Entries provided Block Start

PR #44, opened 2016-12-16
Refactoring a bit

mathiasquintero:
This code makes the data persistence of the log in a bit more straight forward by no longer storing two strings but rather a dictionary.

This also adds a dependency that I myself maintain: 'Sweeft' (Super proud of it)

I was also having some issues because of the spacing in the target name. Xcode 8.2 wasn't noticing the spaces and treated them as separate arguments on sh scripts.


mammuth:
On this revision, no news images are shown in my simulator.

bildschirmfoto 2016-12-17 um 14 47 21

mathiasquintero:
That's a strange bug. I'll check it out

mammuth:
If it's something that doesn't occur for you, drop me a line then I try to investigate on my side aswell.

mathiasquintero:
It is happening. I get no response from the server.

Try it: http://www.tu-film.de/img/film/poster/.thumb.How%20to%20Be%20Single.jpg

mammuth:
Seems like their machine is down.

bildschirmfoto 2016-12-17 um 15 52 15

PR #46, opened 2016-12-17
Feature/allow saving cards and order

mathiasquintero:
DO  NOT MERGE without merging https://github.com/TCA-Team/iOS/pull/44 since this branch is based on that one.

You know... Git Magic ;)


mammuth:
"Delete" should probably named "disable" so the user understands that this card is going to be moved to the section of disabled ones below.
bildschirmfoto 2016-12-17 um 16 10 40
Do we even need this confirmation? The "-" icon is clear and if someone disables a card on accident, it's as easy to restore as one single click. So in my eyes the confirmation is rather annoying than helpful.
Can the confirmation easily skipped or would that be unnecessary work?

And as stated in the review: If I disable all cards, the app crash when going back to the card view and refresh them. Nothing spectacular, since hopefully no one will ever come to this idea.

mathiasquintero:
Added this beautiful card for when there are no cards:

simulator screen shot dec 17 2016 4 44 18 pm

mammuth:
Cool! 🎉

mathiasquintero:
@mammuth it's actually easier if you drag them down. I added it as an extra option and because it looked weird without the (-) button.

PR #47, opened 2016-12-17
Add room finder to more view

### LINKED ISSUE #34: Add RoomFinder to "More" View
Currently the only way to search for rooms is by using the search. A new user however doesn't know this feature exists.

There should be a reference in the more-view. I guess it might just open the search bar?

mammuth:
Before there was no hint to the user, that the room finder is implemented. Now it's referenced in the more-view.
SearchViewController is restricted to the RoomSearch when opened via the more view.

@mathiasquintero where are the current icons from? We probably should add a dedicated icon for the roomfinder?

Closes #34 

bildschirmfoto 2016-12-17 um 14 33 13


TUM Campus App/MoreTableViewController.swift
```diff
@@ -76,7 +81,7 @@ extension MoreTableViewController {
             }
         case 5:
             UserDefaults.standard.removeObject(forKey: LoginDefaultsKeys.Token.rawValue)
-            let storyboard = UIStoryboard(name: "Main", bundle: nil)
+            let storyboard = UIStoryboard(name: "Setup", bundle: nil)
```
mathiasquintero: Wasn't this done before?

TUM Campus App/TumDataManager.swift
```diff
@@ -77,9 +77,10 @@ class TumDataManager {
         }
     }
     
-    func search(_ receiver: TumDataReceiver, query: String) {
+    func search(_ receiver: TumDataReceiver, query: String, searchIn managersToSearchIn:[TumDataItems]? = nil) {
```
mathiasquintero: Why not = searchManagers? That way you don't have to check for an optional

TUM Campus App/MoreTableViewController.swift
mammuth: Not in the MoreTableViewController. But somewhere else, yes.

TUM Campus App/TumDataManager.swift
mammuth: Wanted to do so, but Xcode gave an error that it's not possible to use instance variables as default parameters.

mathiasquintero: And if we make it static? It makes sense for it to be static anyway

mathiasquintero: Let's leave it be for now

PR #48, opened 2016-12-17
Add explanation on how to authorize the app on TUM Online

### LINKED ISSUE #45: Better explanation of the authorization step
In Android there is a image showcasing what to do in TUMOnline, we should probably add similar explanations before releasing it.

bildschirmfoto 2016-12-17 um 11 14 28

mammuth:
It's not as detailed as in Android, but most people will understand what to do and we don't need to bother with this for the MVP.

bildschirmfoto 2016-12-17 um 15 23 47

Closes #45


mathiasquintero:
Makes sense! Good thinking. Let's merge this and consider adding a screenshot of TUMOnline later. Because I never read the instructions ;)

Entries provided Block End

▸ Problem details:
Output the entire listing above exactly, keeping each line as it is.

▸ Finished exercise:
PR #44, opened 2016-12-16
Refactoring a bit

mathiasquintero:
This code makes the data persistence of the log in a bit more straight forward by no longer storing two strings but rather a dictionary.

This also adds a dependency that I myself maintain: 'Sweeft' (Super proud of it)

I was also having some issues because of the spacing in the target name. Xcode 8.2 wasn't noticing the spaces and treated them as separate arguments on sh scripts.


mammuth:
On this revision, no news images are shown in my simulator.

bildschirmfoto 2016-12-17 um 14 47 21

mathiasquintero:
That's a strange bug. I'll check it out

mammuth:
If it's something that doesn't occur for you, drop me a line then I try to investigate on my side aswell.

mathiasquintero:
It is happening. I get no response from the server.

Try it: http://www.tu-film.de/img/film/poster/.thumb.How%20to%20Be%20Single.jpg

mammuth:
Seems like their machine is down.

bildschirmfoto 2016-12-17 um 15 52 15

PR #46, opened 2016-12-17
Feature/allow saving cards and order

mathiasquintero:
DO  NOT MERGE without merging https://github.com/TCA-Team/iOS/pull/44 since this branch is based on that one.

You know... Git Magic ;)


mammuth:
"Delete" should probably named "disable" so the user understands that this card is going to be moved to the section of disabled ones below.
bildschirmfoto 2016-12-17 um 16 10 40
Do we even need this confirmation? The "-" icon is clear and if someone disables a card on accident, it's as easy to restore as one single click. So in my eyes the confirmation is rather annoying than helpful.
Can the confirmation easily skipped or would that be unnecessary work?

And as stated in the review: If I disable all cards, the app crash when going back to the card view and refresh them. Nothing spectacular, since hopefully no one will ever come to this idea.

mathiasquintero:
Added this beautiful card for when there are no cards:

simulator screen shot dec 17 2016 4 44 18 pm

mammuth:
Cool! 🎉

mathiasquintero:
@mammuth it's actually easier if you drag them down. I added it as an extra option and because it looked weird without the (-) button.

PR #47, opened 2016-12-17
Add room finder to more view

### LINKED ISSUE #34: Add RoomFinder to "More" View
Currently the only way to search for rooms is by using the search. A new user however doesn't know this feature exists.

There should be a reference in the more-view. I guess it might just open the search bar?

mammuth:
Before there was no hint to the user, that the room finder is implemented. Now it's referenced in the more-view.
SearchViewController is restricted to the RoomSearch when opened via the more view.

@mathiasquintero where are the current icons from? We probably should add a dedicated icon for the roomfinder?

Closes #34 

bildschirmfoto 2016-12-17 um 14 33 13


TUM Campus App/MoreTableViewController.swift
```diff
@@ -76,7 +81,7 @@ extension MoreTableViewController {
             }
         case 5:
             UserDefaults.standard.removeObject(forKey: LoginDefaultsKeys.Token.rawValue)
-            let storyboard = UIStoryboard(name: "Main", bundle: nil)
+            let storyboard = UIStoryboard(name: "Setup", bundle: nil)
```
mathiasquintero: Wasn't this done before?

TUM Campus App/TumDataManager.swift
```diff
@@ -77,9 +77,10 @@ class TumDataManager {
         }
     }
     
-    func search(_ receiver: TumDataReceiver, query: String) {
+    func search(_ receiver: TumDataReceiver, query: String, searchIn managersToSearchIn:[TumDataItems]? = nil) {
```
mathiasquintero: Why not = searchManagers? That way you don't have to check for an optional

TUM Campus App/MoreTableViewController.swift
mammuth: Not in the MoreTableViewController. But somewhere else, yes.

TUM Campus App/TumDataManager.swift
mammuth: Wanted to do so, but Xcode gave an error that it's not possible to use instance variables as default parameters.

mathiasquintero: And if we make it static? It makes sense for it to be static anyway

mathiasquintero: Let's leave it be for now

PR #48, opened 2016-12-17
Add explanation on how to authorize the app on TUM Online

### LINKED ISSUE #45: Better explanation of the authorization step
In Android there is a image showcasing what to do in TUMOnline, we should probably add similar explanations before releasing it.

bildschirmfoto 2016-12-17 um 11 14 28

mammuth:
It's not as detailed as in Android, but most people will understand what to do and we don't need to bother with this for the MVP.

bildschirmfoto 2016-12-17 um 15 23 47

Closes #45


mathiasquintero:
Makes sense! Good thinking. Let's merge this and consider adding a screenshot of TUMOnline later. Because I never read the instructions ;)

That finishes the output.